What this task involves >> Give the records again, every one, exactly.

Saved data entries
=-=-=-=-=
PR #11122, opened 2025-09-08
PandocMonad: Let fetching fail if the HTTP request is not successful.

tarleb:
HTTP requests that don't return a 200 error code are now treated as an
error. This ensures that a warning is triggered when using
`--embed-resources` or `--extract-media`.

### DIFF
--- a/src/Text/Pandoc/Class/IO.hs
+++ b/src/Text/Pandoc/Class/IO.hs
@@ -46,7 +46,7 @@ import qualified Network.TLS as TLS
 import qualified Network.TLS.Extra as TLS
 import Network.HTTP.Client
        (httpLbs, Manager, responseBody, responseHeaders,
-        Request(port, host, requestHeaders), parseRequest, newManager)
+        Request(port, host, requestHeaders), parseUrlThrow, newManager)
 import Network.HTTP.Client.Internal (addProxy)
 import Network.HTTP.Client.TLS (mkManagerSettings)
 import Network.HTTP.Types.Header ( hContentType )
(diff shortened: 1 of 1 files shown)


tarleb:
The string representation of PandocHttpErrors is rather ugly but used in the warning, so we might want to change that, too.

Cc: @cderv

jgm:
What happened before, when an error was not raised?

tarleb:
Most servers answer with a 404 page with content type `text/html`. That's then used as the image.

E.g.:

```
% echo '![test](https://pandoc.org/doesNotExist.jpg)' | pandoc --extract-media=.
<figure>
<embed src="./a1a4b7fad9765ecfdd72b534161247de9a6ea3cf.shtml" />
<figcaption aria-hidden="true">test</figcaption>
</figure>
```

where

``` sh
% head a1a4b7fad9765ecfdd72b534161247de9a6ea3cf.shtml 
<!DOCTYPE html PUBLIC "-//W3C//DTD XHTML 1.0 Strict//EN"
  "http://www.w3.org/TR/xhtml1/DTD/xhtml1-strict.dtd">
<html xmlns="http://www.w3.org/1999/xhtml" lang="en" xml:lang="en">
<head>
<title>Object not found!</title>
<link rev="made" href="mailto:fiddlosopher@gmail.com" />
<style type="text/css"><!--/*--><![CDATA[/*><!--*/ 
    body { color: #000000; background-color: #FFFFFF; }
    a:link { color: #0000CC; }
```

jgm:
Let's also think about changing the warning message. Maybe we can decompose the type for HTTP error messages and produce a nicer string.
=-=-=-=-=
Answer to this task >>
PR #11122, opened 2025-09-08
PandocMonad: Let fetching fail if the HTTP request is not successful.

tarleb:
HTTP requests that don't return a 200 error code are now treated as an
error. This ensures that a warning is triggered when using
`--embed-resources` or `--extract-media`.

### DIFF
--- a/src/Text/Pandoc/Class/IO.hs
+++ b/src/Text/Pandoc/Class/IO.hs
@@ -46,7 +46,7 @@ import qualified Network.TLS as TLS
 import qualified Network.TLS.Extra as TLS
 import Network.HTTP.Client
        (httpLbs, Manager, responseBody, responseHeaders,
-        Request(port, host, requestHeaders), parseRequest, newManager)
+        Request(port, host, requestHeaders), parseUrlThrow, newManager)
 import Network.HTTP.Client.Internal (addProxy)
 import Network.HTTP.Client.TLS (mkManagerSettings)
 import Network.HTTP.Types.Header ( hContentType )
(diff shortened: 1 of 1 files shown)


tarleb:
The string representation of PandocHttpErrors is rather ugly but used in the warning, so we might want to change that, too.

Cc: @cderv

jgm:
What happened before, when an error was not raised?

tarleb:
Most servers answer with a 404 page with content type `text/html`. That's then used as the image.

E.g.:

```
% echo '![test](https://pandoc.org/doesNotExist.jpg)' | pandoc --extract-media=.
<figure>
<embed src="./a1a4b7fad9765ecfdd72b534161247de9a6ea3cf.shtml" />
<figcaption aria-hidden="true">test</figcaption>
</figure>
```

where

``` sh
% head a1a4b7fad9765ecfdd72b534161247de9a6ea3cf.shtml 
<!DOCTYPE html PUBLIC "-//W3C//DTD XHTML 1.0 Strict//EN"
  "http://www.w3.org/TR/xhtml1/DTD/xhtml1-strict.dtd">
<html xmlns="http://www.w3.org/1999/xhtml" lang="en" xml:lang="en">
<head>
<title>Object not found!</title>
<link rev="made" href="mailto:fiddlosopher@gmail.com" />
<style type="text/css"><!--/*--><![CDATA[/*><!--*/ 
    body { color: #000000; background-color: #FFFFFF; }
    a:link { color: #0000CC; }
```

jgm:
Let's also think about changing the warning message. Maybe we can decompose the type for HTTP error messages and produce a nicer string.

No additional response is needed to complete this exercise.